派閥単位で圧倒的な有利にあった主流派であるが、その結束は安倍川総理あってこその物だった。

最早その安倍川総理は病床に伏せ、指導者達の思惑はバラバラである。

そこに政権発足時の初心は欠片も残っていなかった。

最後に残った物は自らの保身と権力への執着のみである。

安倍川総理から一任された瓦斯はその足で衆院議長の元へ向かう。

内閣総辞職は行わず、首班指名無しで憲法第7条による解散勅書を本会議にて宣言する事を伝えた。

寝耳に水の議長は激しく動揺したが、その議長に対しても厳しい口止めを行って瓦斯は主流派の総員会合へと向かった。

ほぼ同時刻に反主流派の二階堂が決起集会を開いていた事を主流派で知る者は居なかった。



ナオの圧倒的な演説が終わると二階堂は全議員へ向かって話し始めた。

「これから我々は本会議に向かう。しかし、そこで行われるのは首班指名選挙では無い。

衆議院の解散である。幹部以外は解散後そのまま地元へ戻ってすぐさま選挙の準備に入るように。

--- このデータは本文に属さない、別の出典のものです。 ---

PR #96809, opened 2026-08-28
fix(feishu): release adapter resources even when disconnect is cancelled mid-wait

liuhao1024:
## What does this PR do?

Guarantees Feishu adapter resources are released even when `disconnect()` is cancelled mid-wait, which is what a planned gateway restart does.

The gateway-level teardown cancels `FeishuAdapter.disconnect()` after 5s, but the waits inside can legitimately spend 15s (5s WebSocket CLOSE acknowledgement + 10s thread exit). When the cancellation landed on one of those waits, the local cleanup block at the end of `disconnect()` — SDK executor shutdown, seen-id persistence, and the **Feishu app-scoped lock release** — was skipped entirely. The old gateway process stayed alive owning the app-scoped lock, the replacement process repeatedly failed to claim the Feishu app, and the planned restart stalled for minutes (#96801).

The fix extracts the local cleanup into `_local_teardown()` and runs it from `disconnect()`'s `finally`. Everything in it is synchronous and fast, so a single cancellation cannot interrupt it mid-way. The CLOSE/thread-exit waits keep their existing timeouts and warnings; the normal (uncancelled) path is byte-equivalent apart from the refactor.

## Related Issue

Fixes #96801

## Type of Change

- [x] 🐛 Bug fix (non-breaking change that fixes an issue)

## Changes Made

- `plugins/platforms/feishu/adapter.py` — wrapped `disconnect()`'s wait sequence in `try`, moved the trailing local cleanup (ws refs, event handler, SDK executor, seen-id persistence, app-lock release, disconnected marker) into a new `_local_teardown()` invoked from `finally`.
- `tests/gateway/test_feishu.py` — regression `test_disconnect_local_teardown_survives_cancellation`: a hanging CLOSE coroutine parks `disconnect()` on the 5s wait, the test cancels the task mid-wait, and asserts the app-lock identity is cleared, the disconnected marker ran, and the SDK executor was shut down.

## How to Test

1. `python -m pytest tests/gateway/test_feishu.py -q` — should pass apart from `test_download_remote_document_blocks_connect_time_rebind`, which fails identically on clean `upstream/main` (pre-existing, SSRF-assertion domain, no overlap with this diff).
2. Red/green verified locally: with the pre-fix `disconnect()` restored, the new regression fails (cancellation skips the app-lock release); with this change it passes, and the existing `test_disconnect_sends_websocket_close_frame` still passes.
[...]

PR #98613, opened 2026-08-30
fix(telegram): add CONTACT filter handler to avoid dropping contact cards

### LINKED ISSUE #98598: Telegram shared contacts are dropped silently — no `filters.CONTACT` handler exists
### Summary

When a user shares a contact card in Telegram, the update carries a structured `contact` payload and **no `text`**. The adapter registers handlers for text, location/venue, and media, but none for `filters.CONTACT`, so python-telegram-bot finds no match and drops the update. The agent is never told anything arrived.

### Environment

- Telegram platform adapter, python-telegram-bot

### Where

`plugins/platforms/telegram/adapter.py`. The handler registration block around line 4353 covers location:

```python
app.add_handler(TelegramMessageHandler(
    filters.LOCATION | getattr(filters, "VENUE", filters.LOCATION),
    self._handle_location_message
))
```

There is no `filters.CONTACT` equivalent. For confirmation: the upstream file is 11,088 lines and contains **zero** occurrences of the string `contact`, in any case.

The failure is not just silent, it is **actively misleading**. Because the agent receives no update at all, it cannot distinguish these two situations:

1. the contact was never delivered to it (what actually happens), and
2. it received the contact but lacks permission to do anything with it.

In practice the model reaches for the second explanation, because that is the plausible-sounding one. Ours confidently told the user it did not have permission to access contacts and suggested granting Contacts access in macOS System Settings — a fix for a problem that did not exist, for a message it had never received. The user spent time granting permissions that changed nothing. A dropped update that produces a confident, wrong, actionable explanation is considerably more expensive than a crash.

### Reproduction

1. Connect the Telegram platform.
2. From the Telegram client, share any contact card with the bot (attachment → Contact).
3. Nothing reaches the agent; no handler fires; no log line is emitted.
4. Send a text message immediately after — it is handled normally, confirming the connection is healthy.

### Suggested fix

Register a `filters.CONTACT` handler that renders the structured payload into text on the normal path, mirroring how `_handle_location_message` already handles the analogous case. The Telegram `Contact` object provides `first_name`, `last_name`, `phone_number`, and often a full `vcard`.

At minimum, even a catch-all that logs "received an unhandled update type" would convert this from an invisible failure into a diagnosable one.

### Workaround

We register a local `filters.CONTACT` handler that renders the contact and writes any `vcard` verbatim to disk, so the agent can import the file rather than retyping fields — retyping being where details get invented.

kokhlo:
Fixes #98598.

When a user shares a Telegram contact card, the update carries a structured `contact` payload and no `text`. The adapter registered handlers for TEXT, COMMAND, LOCATION/VENUE, and media, but never for `filters.CONTACT`, so python-telegram-bot dropped the update silently. This change adds a `filters.CONTACT` handler that renders the contact (first_name, last_name, phone_number, vcard) into a text block on the normal message path, mirroring `_handle_location_message`.

### DIFF
--- a/plugins/platforms/telegram/adapter.py
+++ b/plugins/platforms/telegram/adapter.py
@@ -4379,6 +4379,10 @@ class TelegramAdapter(BasePlatformAdapter):
             filters.PHOTO | filters.VIDEO | filters.AUDIO | filters.VOICE | filters.Document.ALL | filters.Sticker.ALL,
             self._handle_media_message
         ))
+        app.add_handler(TelegramMessageHandler(
+            filters.CONTACT,
+            self._handle_contact_message
+        ))
         # Handle inline keyboard button callbacks (update prompts)
         app.add_handler(CallbackQueryHandler(self._handle_callback_query))
         # Inline command picker (@botname <query>) — searchable, uncapped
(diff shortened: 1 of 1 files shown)


Enough1122:

**Overall:** Adds missing `filters.CONTACT` handler so Telegram contact cards are not dropped (#96809 area).

**Correctness:**
- `plugins/platforms/telegram/adapter.py:6-9` — registers `TelegramMessageHandler(filters.CONTACT, self._handle_contact_message)` alongside existing `PHOTO/VIDEO/...` handlers.
- `_handle_contact_message` mirrors `_handle_location_message` pattern: `_effective_update_message`, `_is_user_authorized_from_message` (auth gate), `_should_process_message` + `_should_observe_unmentioned_group_message`, extracts `first_name/last_name/phone_number/vcard`, builds `MessageType.CONTACT` event, applies group observe attribution, `await self.handle_message(event)`. Text prefix `[The user shared a contact.]` + fields gives model usable context.

**Non-blocking nit:**
- Phone number may be sensitive PII — ensure downstream logging redacts or respects `TELEGRAM_HOME_CHANNEL` privacy. Current path goes through normal message pipeline which already handles it.

**Verdict:** LGTM.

幹部は解散後、新党の立ち上げやマスコミ対応を行う。良いか!必ず勝って皆戻って来るのだぞ!」

「うおおおぉっっっ!!!」

全員の雄叫びが会場全体へ地響きとなってこだましていた。

決戦の火蓋は切られた。

この時点で主流派は思惑が入り乱れ結束が無く、反主流派は角田奈緒(ナオ)と云う新たなリーダーを手に入れ一致団結の様相を呈していた。